Protecting Biodiversity

Arresting the rapid loss of animal and plant life will not succeed unless the marketplace can embrace more green and social values. As a result, the Bank wants to set up strategic partnerships between governments, private companies, development agencies, and community groups to establish markets for goods made in a socially- and environmentally-friendly way. As a first step, Bank President James Wolfensohn is inviting the CEO's of some of the world's leading forest product companies and conservation groups to join together in a campaign to transform the marketplace. Furthermore, the Bank and the World Wildlife Fund are joining forces to conserve and sustainably manage millions of hectares of tropical, temperate, and northern forests to help arrest the rapid depletion of global forestry.

Ozone Depletion

The major bright spot in global environmental efforts is the success of the 1987 Montreal Protocol in phasing out chlorofluorocarbons (CFCs) which damage the ozone layer. However, progress is being undermined by excessive CFC production in Russian and black market smuggling. The Bank, in collaboration with production factories and the Russian government, has developed a plan to eliminate all CFC production in Russia by the year 2000. The World Bank needs international support to find the necessary money to complete this "critical endeavor".

Desertification

Halting the loss of productive land to desert is vital for developing countries to alleviate poverty in their societies and ensure food security. Today, over 40 percent of the world's total land area has been degraded-affecting hundreds of millions of people in more than 100 countries. As the world's biggest financier of projects that try to curb the spread of new desert lands, the Bank says countries must now carry out the terms of the Desertification Convention which they ratified last year, and that the Bank stands ready to do its part in encouraging and financing better agricultural and land management practices.

Water

Supplies of clean water are reaching dangerously low levels in many regions of the world. At least 20 countries today have problems with their water supplies. By 2020, that number will double. Developing countries will need to invest approximately $600 billion over the next decade to stave off a water crisis, of which the Bank expects to lend about $35 billion during this period. The Bank salutes the creation of the Global Water Partnership in 1996 and is committed to making it work.

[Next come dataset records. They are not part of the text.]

PR #955, opened 2020-11-10
bug(query): "next on empty iterator" when using sum over topk result

TanviBhavsar:
**Pull Request checklist**

**Current behavior :** 
If we execute topK query with k as 1 from t1 to t5 we just get max value for every timestamp from all range vectors. So if for a times series only t1 has top value, t2, t3 etc won't be present in final result. When sum is applied on such a query `next on empty iterator` error is thrown as some timestamps are missing.

**New behavior :**
Add NaN for timestamps which do not have any value in topk result

### DIFF
--- a/query/src/main/scala/filodb/query/exec/aggregator/TopBottomKRowAggregator.scala
+++ b/query/src/main/scala/filodb/query/exec/aggregator/TopBottomKRowAggregator.scala
@@ -1,6 +1,7 @@
 package filodb.query.exec.aggregator
 
-import scala.collection.mutable
+import scala.collection.{ mutable}
+import scala.collection.mutable.ListBuffer
 
 import filodb.core.binaryrecord2.RecordBuilder
 import filodb.core.memstore.FiloSchedulers
@@ -24,6 +25,10 @@ class TopBottomKRowAggregator(k: Int, bottomK: Boolean) extends RowAggregator {
   private val rvkStringCache = mutable.HashMap[RangeVectorKey, ZeroCopyUTF8String]()
 
   case class RVKeyAndValue(rvk: ZeroCopyUTF8String, value: Double)
+  val colSchema = Seq(ColumnInfo("timestamp", ColumnType.TimestampColumn),
+    ColumnInfo("value", ColumnType.DoubleColumn))
+  val recSchema = SerializedRangeVector.toSchema(colSchema)
+
   class TopKHolder(var timestamp: Long = 0L) extends AggregateHolder {
     val valueOrdering = Ordering.by[RVKeyAndValue, Double](kr => kr.value)
     implicit val ordering = if (bottomK) valueOrdering else valueOrdering.reverse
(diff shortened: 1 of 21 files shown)


query/src/main/scala/filodb/query/exec/aggregator/TopBottomKRowAggregator.scala
```diff
@@ -81,27 +86,46 @@ class TopBottomKRowAggregator(k: Int, bottomK: Boolean) extends RowAggregator {
     acc
   }
 
-  def present(aggRangeVector: RangeVector, limit: Int): Seq[RangeVector] = {
-    val colSchema = Seq(ColumnInfo("timestamp", ColumnType.TimestampColumn),
-      ColumnInfo("value", ColumnType.DoubleColumn))
-    val recSchema = SerializedRangeVector.toSchema(colSchema)
+  private def addRecordToBuilder(builder: RecordBuilder, value: Double, timeStampMs: Long): Unit = {
```
vishramachandran, line 89: nit: timestamp before value

query/src/main/scala/filodb/query/exec/aggregator/TopBottomKRowAggregator.scala
```diff
@@ -81,27 +86,46 @@ class TopBottomKRowAggregator(k: Int, bottomK: Boolean) extends RowAggregator {
...
-            builder.startNewRecord(recSchema)
-            builder.addLong(row.getLong(0))
-            builder.addDouble(row.getDouble(i + 1))
-            builder.endRecord()
+            rvkSeen += rvk
+            val builder = resRvs.getOrElseUpdate(rvk, createBuilder(rangeParams, t))
+            addRecordToBuilder(builder, row.getDouble(i + 1), row.getLong(0))
           }
-          i += 2
+           i += 2
```
vishramachandran, line 125: nit: indent

query/src/main/scala/filodb/query/exec/aggregator/TopBottomKRowAggregator.scala
```diff
@@ -81,27 +86,46 @@ class TopBottomKRowAggregator(k: Int, bottomK: Boolean) extends RowAggregator {
...
           if (row.filoUTF8String(i) != CustomRangeVectorKey.emptyAsZcUtf8) {
             val rvk = CustomRangeVectorKey.fromZcUtf8(row.filoUTF8String(i))
-            val builder = resRvs.getOrElseUpdate(rvk, SerializedRangeVector.newBuilder())
-            builder.startNewRecord(recSchema)
-            builder.addLong(row.getLong(0))
-            builder.addDouble(row.getDouble(i + 1))
-            builder.endRecord()
+            rvkSeen += rvk
+            val builder = resRvs.getOrElseUpdate(rvk, createBuilder(rangeParams, t))
+            addRecordToBuilder(builder, row.getDouble(i + 1), row.getLong(0))
```
vishramachandran, line 123: `row.getLong(0)` is same as `t*1000` right ? Can just be easier to read ?

query/src/test/scala/filodb/query/exec/AggrOverRangeVectorsSpec.scala
```diff
@@ -518,7 +525,31 @@ class AggrOverRangeVectorsSpec extends RawDataWindowingSpec with ScalaFutures {
     result(0).rows.map(_.getDouble(1)).toList shouldEqual counts
   }
 
-  it("should sum and compute max of histogram & max RVs") {
+  it ("should add NaN in topK") {
+
+    val samples: Array[RangeVector] = Array(
+      toRv(Seq((1000L,5.1), (2000L, 5.6d), (3000L, 4.0d))),
+      toRv(Seq((1000L,5.0), (2000L, 5.7d), (3000L, 4.4d)), ignoreKey2)
+    )
```
vishramachandran, line 533: Can you make sure this test case includes NaN in the beginning, NaN in the middle and NaN at the end of presented range vector?

vishramachandran (approved):
Approved with minor comments

TanviBhavsar:
> Approved with minor comments

Thanks Vish! I have addressed your comments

New Money for the Global Environment Facility (GEF)

To deal with the global environmental issues of climate change, the loss of biodiversity, ozone depletion, and international water pollution, the Bank says the GEF must be generously replenished with new money this year to allow it to continue its vital work of financing environmental projects in developing countries.

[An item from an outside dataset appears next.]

PR #962, opened 2020-11-13
feat(core): add addititional condition to create chunks at flush interval boundary, only when enabled

sherali42:
**Pull Request checklist**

In his concluding remarks to the General Assembly, World Bank President James Wolfensohn said that environmental problems are seriously threatening the long-term development of many of the Bank's client countries, with the poor invariably paying the highest price.

"These are not fringe activities. They are central to meeting human needs and reducing poverty," Wolfensohn said. "I wholeheartedly commit the Bank to do all it can to forge a global partnership to promote equitable approaches to global environmental issues, and to do so quickly. Time is not on our side. This agenda cannot afford to wait."